(Instructions to follow):
Scan the lines below; pull out those with "will".

Dataset entries

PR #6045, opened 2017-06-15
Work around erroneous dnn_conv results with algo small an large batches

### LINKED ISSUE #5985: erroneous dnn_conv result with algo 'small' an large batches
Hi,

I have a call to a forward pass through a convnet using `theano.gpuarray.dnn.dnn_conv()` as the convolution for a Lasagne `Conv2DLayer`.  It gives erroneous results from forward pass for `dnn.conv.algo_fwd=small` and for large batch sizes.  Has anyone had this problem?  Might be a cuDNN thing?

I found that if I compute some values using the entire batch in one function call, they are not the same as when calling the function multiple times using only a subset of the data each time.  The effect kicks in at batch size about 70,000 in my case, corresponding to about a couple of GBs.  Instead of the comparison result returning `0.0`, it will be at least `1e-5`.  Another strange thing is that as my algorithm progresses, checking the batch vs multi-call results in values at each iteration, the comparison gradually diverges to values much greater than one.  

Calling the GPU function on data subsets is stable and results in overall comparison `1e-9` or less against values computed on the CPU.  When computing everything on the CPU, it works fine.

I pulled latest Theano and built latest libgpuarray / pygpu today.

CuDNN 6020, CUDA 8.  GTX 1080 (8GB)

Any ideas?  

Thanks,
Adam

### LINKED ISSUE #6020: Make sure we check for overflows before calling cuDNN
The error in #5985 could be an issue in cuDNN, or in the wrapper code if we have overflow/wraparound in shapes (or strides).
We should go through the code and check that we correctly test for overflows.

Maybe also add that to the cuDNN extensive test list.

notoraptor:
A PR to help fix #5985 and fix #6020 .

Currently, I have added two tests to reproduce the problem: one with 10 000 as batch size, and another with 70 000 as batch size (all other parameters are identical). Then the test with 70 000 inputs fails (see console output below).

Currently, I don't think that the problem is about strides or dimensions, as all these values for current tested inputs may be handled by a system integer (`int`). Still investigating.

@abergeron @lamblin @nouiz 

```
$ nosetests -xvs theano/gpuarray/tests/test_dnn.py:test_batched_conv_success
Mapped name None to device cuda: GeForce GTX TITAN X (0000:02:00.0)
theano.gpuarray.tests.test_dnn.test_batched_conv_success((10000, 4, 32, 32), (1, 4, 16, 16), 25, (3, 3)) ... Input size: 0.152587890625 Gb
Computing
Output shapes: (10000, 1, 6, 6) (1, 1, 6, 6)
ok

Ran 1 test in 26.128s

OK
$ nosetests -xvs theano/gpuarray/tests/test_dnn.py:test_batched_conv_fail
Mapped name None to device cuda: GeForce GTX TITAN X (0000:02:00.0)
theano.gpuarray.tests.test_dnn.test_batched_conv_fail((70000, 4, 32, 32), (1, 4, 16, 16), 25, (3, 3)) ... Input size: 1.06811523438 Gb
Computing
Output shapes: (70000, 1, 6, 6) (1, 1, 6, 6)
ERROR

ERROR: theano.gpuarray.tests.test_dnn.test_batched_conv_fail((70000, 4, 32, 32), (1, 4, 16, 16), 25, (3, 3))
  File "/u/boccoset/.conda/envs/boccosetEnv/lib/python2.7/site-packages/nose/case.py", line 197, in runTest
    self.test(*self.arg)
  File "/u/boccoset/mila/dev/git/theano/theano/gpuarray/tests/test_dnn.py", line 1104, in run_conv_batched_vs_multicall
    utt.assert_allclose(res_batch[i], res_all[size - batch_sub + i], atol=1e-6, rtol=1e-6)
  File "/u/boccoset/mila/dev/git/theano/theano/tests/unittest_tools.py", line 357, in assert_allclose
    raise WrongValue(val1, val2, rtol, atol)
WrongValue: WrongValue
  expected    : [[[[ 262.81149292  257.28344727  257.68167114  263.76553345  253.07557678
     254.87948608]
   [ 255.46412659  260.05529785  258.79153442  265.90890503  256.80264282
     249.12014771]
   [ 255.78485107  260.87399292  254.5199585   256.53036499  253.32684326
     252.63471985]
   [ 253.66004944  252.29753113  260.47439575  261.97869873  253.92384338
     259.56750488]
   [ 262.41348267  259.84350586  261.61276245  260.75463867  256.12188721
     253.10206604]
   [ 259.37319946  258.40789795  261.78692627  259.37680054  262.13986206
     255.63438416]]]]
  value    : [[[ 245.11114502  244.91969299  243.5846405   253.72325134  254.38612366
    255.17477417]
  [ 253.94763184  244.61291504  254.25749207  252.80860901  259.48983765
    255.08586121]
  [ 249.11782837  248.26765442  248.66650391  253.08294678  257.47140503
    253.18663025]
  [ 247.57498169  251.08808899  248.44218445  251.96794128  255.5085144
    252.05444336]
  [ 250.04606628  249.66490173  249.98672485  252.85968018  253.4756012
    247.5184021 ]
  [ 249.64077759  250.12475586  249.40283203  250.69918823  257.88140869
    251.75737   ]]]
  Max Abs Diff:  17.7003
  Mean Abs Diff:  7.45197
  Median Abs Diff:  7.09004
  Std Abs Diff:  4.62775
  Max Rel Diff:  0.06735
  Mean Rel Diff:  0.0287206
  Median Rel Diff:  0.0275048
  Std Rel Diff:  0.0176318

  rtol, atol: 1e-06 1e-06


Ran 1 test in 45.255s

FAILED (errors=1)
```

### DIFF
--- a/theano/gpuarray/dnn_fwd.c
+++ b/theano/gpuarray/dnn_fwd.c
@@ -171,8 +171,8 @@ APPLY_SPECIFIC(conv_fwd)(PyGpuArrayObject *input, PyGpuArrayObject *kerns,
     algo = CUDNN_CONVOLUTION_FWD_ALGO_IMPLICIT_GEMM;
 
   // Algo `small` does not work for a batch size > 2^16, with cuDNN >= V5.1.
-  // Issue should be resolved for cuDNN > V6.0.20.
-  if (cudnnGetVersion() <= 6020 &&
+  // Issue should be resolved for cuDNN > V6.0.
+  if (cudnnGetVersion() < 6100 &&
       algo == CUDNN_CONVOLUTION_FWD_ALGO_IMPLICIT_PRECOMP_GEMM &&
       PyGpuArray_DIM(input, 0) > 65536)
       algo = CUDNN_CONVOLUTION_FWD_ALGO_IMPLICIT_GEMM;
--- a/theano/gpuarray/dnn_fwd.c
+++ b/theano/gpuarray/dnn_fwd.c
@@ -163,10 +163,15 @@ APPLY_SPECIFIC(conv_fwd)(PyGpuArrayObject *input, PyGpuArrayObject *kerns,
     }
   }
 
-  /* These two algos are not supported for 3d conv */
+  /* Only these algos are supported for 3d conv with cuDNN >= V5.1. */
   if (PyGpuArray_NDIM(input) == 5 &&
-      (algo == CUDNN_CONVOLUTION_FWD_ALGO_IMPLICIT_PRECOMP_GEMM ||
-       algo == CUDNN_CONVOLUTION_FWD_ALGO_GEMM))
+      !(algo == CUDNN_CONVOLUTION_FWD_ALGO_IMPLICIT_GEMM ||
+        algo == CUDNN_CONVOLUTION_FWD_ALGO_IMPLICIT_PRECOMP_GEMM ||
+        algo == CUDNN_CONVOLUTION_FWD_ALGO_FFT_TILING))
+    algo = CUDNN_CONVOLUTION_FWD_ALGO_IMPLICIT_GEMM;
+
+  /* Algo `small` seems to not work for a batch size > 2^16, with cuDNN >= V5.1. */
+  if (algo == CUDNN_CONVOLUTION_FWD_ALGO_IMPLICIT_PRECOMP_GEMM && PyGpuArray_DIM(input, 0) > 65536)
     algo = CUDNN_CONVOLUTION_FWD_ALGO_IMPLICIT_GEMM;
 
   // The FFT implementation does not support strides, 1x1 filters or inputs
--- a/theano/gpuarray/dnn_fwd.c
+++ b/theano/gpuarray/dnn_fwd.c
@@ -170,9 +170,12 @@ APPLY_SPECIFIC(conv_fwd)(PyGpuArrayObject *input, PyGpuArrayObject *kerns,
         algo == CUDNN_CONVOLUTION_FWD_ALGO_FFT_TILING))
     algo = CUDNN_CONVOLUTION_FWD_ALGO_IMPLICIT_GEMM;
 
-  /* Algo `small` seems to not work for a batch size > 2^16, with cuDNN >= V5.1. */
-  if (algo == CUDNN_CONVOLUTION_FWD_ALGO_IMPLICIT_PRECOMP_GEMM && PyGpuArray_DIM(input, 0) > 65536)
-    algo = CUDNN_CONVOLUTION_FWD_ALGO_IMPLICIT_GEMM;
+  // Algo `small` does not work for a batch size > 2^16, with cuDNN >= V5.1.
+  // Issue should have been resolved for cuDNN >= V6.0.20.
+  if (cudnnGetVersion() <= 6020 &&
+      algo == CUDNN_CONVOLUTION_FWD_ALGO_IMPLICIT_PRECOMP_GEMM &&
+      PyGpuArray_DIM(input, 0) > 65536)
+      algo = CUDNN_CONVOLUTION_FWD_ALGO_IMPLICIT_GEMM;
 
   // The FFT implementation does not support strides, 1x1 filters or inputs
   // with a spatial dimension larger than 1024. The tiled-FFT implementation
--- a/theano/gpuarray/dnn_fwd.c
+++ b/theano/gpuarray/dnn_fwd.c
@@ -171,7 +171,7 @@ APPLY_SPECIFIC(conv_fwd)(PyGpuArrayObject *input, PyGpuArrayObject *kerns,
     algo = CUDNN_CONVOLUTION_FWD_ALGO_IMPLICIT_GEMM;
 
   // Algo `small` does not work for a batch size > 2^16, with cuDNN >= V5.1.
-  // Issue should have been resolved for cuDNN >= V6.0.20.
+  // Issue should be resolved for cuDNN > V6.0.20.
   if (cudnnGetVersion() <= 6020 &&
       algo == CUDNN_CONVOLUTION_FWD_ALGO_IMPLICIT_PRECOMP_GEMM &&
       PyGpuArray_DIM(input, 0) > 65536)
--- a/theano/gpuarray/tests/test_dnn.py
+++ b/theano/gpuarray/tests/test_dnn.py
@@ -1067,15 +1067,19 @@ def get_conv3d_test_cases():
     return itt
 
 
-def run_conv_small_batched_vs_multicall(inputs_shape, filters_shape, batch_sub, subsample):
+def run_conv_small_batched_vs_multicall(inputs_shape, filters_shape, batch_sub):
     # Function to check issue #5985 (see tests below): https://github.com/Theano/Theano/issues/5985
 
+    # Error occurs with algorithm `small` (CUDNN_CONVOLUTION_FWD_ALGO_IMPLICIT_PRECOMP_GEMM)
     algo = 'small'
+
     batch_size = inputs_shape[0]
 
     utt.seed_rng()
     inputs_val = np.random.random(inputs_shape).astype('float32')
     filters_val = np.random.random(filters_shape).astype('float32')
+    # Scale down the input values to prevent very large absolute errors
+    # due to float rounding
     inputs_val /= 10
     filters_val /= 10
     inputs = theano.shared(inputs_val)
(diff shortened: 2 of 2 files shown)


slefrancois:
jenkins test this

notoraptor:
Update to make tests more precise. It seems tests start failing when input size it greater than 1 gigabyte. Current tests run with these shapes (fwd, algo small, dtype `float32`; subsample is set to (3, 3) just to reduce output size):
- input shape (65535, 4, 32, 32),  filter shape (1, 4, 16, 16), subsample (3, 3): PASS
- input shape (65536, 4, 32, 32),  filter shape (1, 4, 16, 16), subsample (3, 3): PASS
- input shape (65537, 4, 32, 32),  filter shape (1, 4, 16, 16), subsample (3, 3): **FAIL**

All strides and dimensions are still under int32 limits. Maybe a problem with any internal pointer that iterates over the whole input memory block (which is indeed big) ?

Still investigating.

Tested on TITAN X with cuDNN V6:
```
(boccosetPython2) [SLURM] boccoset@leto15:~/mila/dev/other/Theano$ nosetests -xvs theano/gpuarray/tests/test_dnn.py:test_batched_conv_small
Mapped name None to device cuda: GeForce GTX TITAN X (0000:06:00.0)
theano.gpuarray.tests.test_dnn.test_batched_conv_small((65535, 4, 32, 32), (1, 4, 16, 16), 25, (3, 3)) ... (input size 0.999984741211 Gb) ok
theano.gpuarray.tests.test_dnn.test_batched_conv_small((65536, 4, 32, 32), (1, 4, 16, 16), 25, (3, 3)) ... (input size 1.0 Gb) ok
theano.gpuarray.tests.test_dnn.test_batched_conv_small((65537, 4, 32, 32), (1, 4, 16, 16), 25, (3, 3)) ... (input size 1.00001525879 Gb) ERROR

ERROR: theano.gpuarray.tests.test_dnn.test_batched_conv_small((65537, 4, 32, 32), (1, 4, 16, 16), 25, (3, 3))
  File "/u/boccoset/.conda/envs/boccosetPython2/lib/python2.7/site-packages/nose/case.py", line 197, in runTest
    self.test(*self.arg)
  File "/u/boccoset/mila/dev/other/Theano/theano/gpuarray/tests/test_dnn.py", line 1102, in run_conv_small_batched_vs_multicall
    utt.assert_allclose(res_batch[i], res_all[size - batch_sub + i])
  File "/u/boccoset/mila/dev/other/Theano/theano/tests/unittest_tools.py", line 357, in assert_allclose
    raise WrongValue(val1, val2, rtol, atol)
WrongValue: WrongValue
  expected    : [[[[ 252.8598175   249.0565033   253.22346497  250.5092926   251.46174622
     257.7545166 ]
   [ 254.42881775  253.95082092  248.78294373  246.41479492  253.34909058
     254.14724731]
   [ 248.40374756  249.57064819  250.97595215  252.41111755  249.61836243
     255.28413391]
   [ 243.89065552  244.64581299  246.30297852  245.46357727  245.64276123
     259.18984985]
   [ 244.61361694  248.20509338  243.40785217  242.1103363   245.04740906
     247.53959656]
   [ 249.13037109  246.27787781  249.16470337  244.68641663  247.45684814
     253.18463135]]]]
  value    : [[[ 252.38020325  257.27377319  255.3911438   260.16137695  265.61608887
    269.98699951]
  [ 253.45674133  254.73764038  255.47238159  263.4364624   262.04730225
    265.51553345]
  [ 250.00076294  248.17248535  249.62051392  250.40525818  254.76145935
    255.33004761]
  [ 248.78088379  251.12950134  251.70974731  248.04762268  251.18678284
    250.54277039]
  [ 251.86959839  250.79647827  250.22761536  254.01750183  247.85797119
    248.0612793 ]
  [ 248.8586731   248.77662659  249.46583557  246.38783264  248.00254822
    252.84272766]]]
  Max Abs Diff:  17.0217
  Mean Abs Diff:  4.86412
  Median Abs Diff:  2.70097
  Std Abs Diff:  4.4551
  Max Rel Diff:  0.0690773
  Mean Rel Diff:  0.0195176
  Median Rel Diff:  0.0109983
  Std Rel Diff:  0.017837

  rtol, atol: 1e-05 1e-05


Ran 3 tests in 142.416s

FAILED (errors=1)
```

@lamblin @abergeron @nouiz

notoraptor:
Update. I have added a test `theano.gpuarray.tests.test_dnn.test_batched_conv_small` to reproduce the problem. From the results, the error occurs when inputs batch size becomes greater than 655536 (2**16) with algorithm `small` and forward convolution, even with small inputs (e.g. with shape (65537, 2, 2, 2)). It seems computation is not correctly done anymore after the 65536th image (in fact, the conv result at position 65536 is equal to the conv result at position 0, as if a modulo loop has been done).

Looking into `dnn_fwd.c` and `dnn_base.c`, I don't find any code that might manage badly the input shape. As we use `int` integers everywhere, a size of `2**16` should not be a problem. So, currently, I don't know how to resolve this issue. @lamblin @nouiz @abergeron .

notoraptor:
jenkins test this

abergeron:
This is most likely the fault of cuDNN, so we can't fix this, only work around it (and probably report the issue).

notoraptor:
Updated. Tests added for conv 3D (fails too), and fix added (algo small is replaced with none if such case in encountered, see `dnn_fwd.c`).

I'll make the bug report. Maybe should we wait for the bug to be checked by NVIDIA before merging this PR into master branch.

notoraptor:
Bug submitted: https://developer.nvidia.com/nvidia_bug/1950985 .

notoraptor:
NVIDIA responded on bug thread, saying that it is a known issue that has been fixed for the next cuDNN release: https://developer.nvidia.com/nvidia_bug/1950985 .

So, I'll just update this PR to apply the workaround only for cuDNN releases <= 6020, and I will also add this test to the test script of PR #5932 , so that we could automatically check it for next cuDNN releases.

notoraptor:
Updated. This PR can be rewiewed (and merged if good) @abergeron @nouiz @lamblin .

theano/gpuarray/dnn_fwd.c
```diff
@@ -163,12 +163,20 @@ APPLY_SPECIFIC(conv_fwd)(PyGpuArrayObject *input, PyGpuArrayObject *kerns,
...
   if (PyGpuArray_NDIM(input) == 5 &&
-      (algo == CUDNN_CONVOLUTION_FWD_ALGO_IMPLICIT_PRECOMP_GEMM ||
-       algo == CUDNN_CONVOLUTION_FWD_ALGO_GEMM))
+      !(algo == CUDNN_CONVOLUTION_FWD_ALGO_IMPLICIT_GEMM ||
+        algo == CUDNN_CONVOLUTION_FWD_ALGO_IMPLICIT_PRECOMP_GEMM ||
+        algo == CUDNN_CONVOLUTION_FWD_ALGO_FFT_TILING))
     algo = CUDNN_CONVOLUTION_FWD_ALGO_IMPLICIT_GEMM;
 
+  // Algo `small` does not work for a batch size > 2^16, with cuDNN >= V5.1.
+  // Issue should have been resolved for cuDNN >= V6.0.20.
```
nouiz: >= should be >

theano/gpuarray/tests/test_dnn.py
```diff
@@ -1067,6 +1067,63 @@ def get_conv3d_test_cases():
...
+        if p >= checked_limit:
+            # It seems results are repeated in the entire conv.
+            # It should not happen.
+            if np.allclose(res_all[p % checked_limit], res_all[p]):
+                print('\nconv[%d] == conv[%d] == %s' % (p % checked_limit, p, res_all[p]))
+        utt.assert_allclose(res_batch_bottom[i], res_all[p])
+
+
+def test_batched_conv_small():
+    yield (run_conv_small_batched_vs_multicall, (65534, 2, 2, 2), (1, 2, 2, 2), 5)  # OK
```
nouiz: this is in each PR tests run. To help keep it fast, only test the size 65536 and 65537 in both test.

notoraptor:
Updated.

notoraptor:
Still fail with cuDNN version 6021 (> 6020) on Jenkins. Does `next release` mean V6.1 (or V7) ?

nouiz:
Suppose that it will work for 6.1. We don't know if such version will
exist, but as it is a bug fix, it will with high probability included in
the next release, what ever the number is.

(Task solution):
I found that if I compute some values using the entire batch in one function call, they are not the same as when calling the function multiple times using only a subset of the data each time.  The effect kicks in at batch size about 70,000 in my case, corresponding to about a couple of GBs.  Instead of the comparison result returning `0.0`, it will be at least `1e-5`.  Another strange thing is that as my algorithm progresses, checking the batch vs multi-call results in values at each iteration, the comparison gradually diverges to values much greater than one.  
So, I'll just update this PR to apply the workaround only for cuDNN releases <= 6020, and I will also add this test to the test script of PR #5932 , so that we could automatically check it for next cuDNN releases.
Suppose that it will work for 6.1. We don't know if such version will
exist, but as it is a bug fix, it will with high probability included in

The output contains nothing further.